- [RECORDS TO USE]
PR #938, opened 2022-10-14
Fix web/ payload data_type json serialization,

panarch:
Fix payload data_type json serialization.
Fix gluesql-js web/ integration tests.

I will also add gluesql-js headless browser test to GitHub Action soon.

### DIFF
--- a/pkg/javascript/web/tests/memory_storage.rs
+++ b/pkg/javascript/web/tests/memory_storage.rs
@@ -24,5 +24,4 @@ impl Tester<MemoryStorage> for MemoryTester {
 }
 
 generate_store_tests!(wasm_bindgen_test, MemoryTester);
-generate_dictionary_tests!(wasm_bindgen_test, MemoryTester);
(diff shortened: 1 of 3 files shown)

- [WHAT YOU WILL DO] Return each full line of the entries that contains the word "payload".

- [RESULT FOR THIS TASK]
Fix web/ payload data_type json serialization,
Fix payload data_type json serialization.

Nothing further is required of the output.